▶ Given data
---*---

PR #953, opened 2024-01-17
feat: resolver for no existing achievements

LomyW:


dhenkel92 (commented):
Couldn't we extend the [user achievements resolver](https://github.com/corona-school/backend/pull/866/files#diff-a91bf026163906d34f760f13d971ec1a547e628ea37d417f3c44e48e14945ac4R244-R249) with a filter instead?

---*---

▶ Your objective
Your reply should contain every entry, repeated exactly.

▶ Response to the exercise
PR #953, opened 2024-01-17
feat: resolver for no existing achievements

LomyW:


dhenkel92 (commented):
Couldn't we extend the [user achievements resolver](https://github.com/corona-school/backend/pull/866/files#diff-a91bf026163906d34f760f13d971ec1a547e628ea37d417f3c44e48e14945ac4R244-R249) with a filter instead?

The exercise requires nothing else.